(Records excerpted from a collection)
PR #314, opened 2024-08-19
[Refactor] Remove Temporal::Concerns::Payloads

antstorm:
This PR is a resurrection of #152, that got too far behind the `HEAD`.

This is the first (but definitely the biggest by far) step to resolving #143. Since the introduction of `Temporal::Concerns::Payloads` everything that was using it was dependent on the primary singleton configuration. This means that you can't have 2 clients or workers within the same app that are using different configs. The solution is explicitly injectable configuration.

This PR introduces `Temporal::ConverterWrapper` that has all the functionality of the `Temporal::Concerns::Payloads`, but is meant to be provided explicitly to the parts of the code that need it. This way there are no hidden dependencies on the global configuration.

Once this is merged, a small number of references to `Temporal.configuration` will need to be removed and the deprecation warning should go away for good.


antstorm:
Here's the fix for the failing integration specs — #315

ukd1:
@antstorm there are some fails on the test_examples fyi!

antstorm:
@ukd1 yep, these should be fixed by https://github.com/coinbase/temporal-ruby/pull/315

cj-cb (approved):

antstorm:
@cj-cb rebased with master without any changes, this should now be good to go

**WORK TASK**. Write each entry out again, exactly as it reads above.

**EXERCISE RESPONSE**.
PR #314, opened 2024-08-19
[Refactor] Remove Temporal::Concerns::Payloads

antstorm:
This PR is a resurrection of #152, that got too far behind the `HEAD`.

This is the first (but definitely the biggest by far) step to resolving #143. Since the introduction of `Temporal::Concerns::Payloads` everything that was using it was dependent on the primary singleton configuration. This means that you can't have 2 clients or workers within the same app that are using different configs. The solution is explicitly injectable configuration.

This PR introduces `Temporal::ConverterWrapper` that has all the functionality of the `Temporal::Concerns::Payloads`, but is meant to be provided explicitly to the parts of the code that need it. This way there are no hidden dependencies on the global configuration.

Once this is merged, a small number of references to `Temporal.configuration` will need to be removed and the deprecation warning should go away for good.


antstorm:
Here's the fix for the failing integration specs — #315

ukd1:
@antstorm there are some fails on the test_examples fyi!

antstorm:
@ukd1 yep, these should be fixed by https://github.com/coinbase/temporal-ruby/pull/315

cj-cb (approved):

antstorm:
@cj-cb rebased with master without any changes, this should now be good to go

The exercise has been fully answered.